#### Assigned task:
When you reach the line containing "event where type", begin copying, and keep copying each line exactly until the listing ends.

#### Given data:
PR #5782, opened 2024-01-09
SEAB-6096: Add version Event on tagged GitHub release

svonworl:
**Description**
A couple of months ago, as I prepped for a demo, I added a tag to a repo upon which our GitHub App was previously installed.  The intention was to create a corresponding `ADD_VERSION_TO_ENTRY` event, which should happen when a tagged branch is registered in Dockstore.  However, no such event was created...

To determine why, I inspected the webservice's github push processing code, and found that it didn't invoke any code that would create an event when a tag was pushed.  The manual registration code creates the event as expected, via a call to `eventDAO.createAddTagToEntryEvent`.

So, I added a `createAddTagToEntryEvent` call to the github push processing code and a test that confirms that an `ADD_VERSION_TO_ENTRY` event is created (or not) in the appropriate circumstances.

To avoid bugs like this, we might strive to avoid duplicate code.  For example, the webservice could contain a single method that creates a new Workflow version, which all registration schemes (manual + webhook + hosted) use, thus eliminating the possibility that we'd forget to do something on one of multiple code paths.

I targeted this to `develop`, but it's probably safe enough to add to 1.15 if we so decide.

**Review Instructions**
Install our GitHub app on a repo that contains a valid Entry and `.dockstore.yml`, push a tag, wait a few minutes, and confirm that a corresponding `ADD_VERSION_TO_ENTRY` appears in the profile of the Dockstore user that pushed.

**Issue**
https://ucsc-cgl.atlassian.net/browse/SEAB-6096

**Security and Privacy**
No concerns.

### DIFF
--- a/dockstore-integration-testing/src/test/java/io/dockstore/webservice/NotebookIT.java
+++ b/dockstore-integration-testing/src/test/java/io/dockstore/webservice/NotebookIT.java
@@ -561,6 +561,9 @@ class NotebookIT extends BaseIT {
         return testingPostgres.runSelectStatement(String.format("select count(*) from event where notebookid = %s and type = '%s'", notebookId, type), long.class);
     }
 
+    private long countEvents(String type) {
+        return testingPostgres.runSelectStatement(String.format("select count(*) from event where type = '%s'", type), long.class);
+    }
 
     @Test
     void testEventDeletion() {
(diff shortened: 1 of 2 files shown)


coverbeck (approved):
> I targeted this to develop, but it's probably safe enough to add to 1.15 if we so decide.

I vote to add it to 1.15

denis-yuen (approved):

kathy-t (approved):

#### Response:
+        return testingPostgres.runSelectStatement(String.format("select count(*) from event where type = '%s'", type), long.class);
+    }
 
     @Test
     void testEventDeletion() {
(diff shortened: 1 of 2 files shown)


coverbeck (approved):
> I targeted this to develop, but it's probably safe enough to add to 1.15 if we so decide.

I vote to add it to 1.15

denis-yuen (approved):

kathy-t (approved):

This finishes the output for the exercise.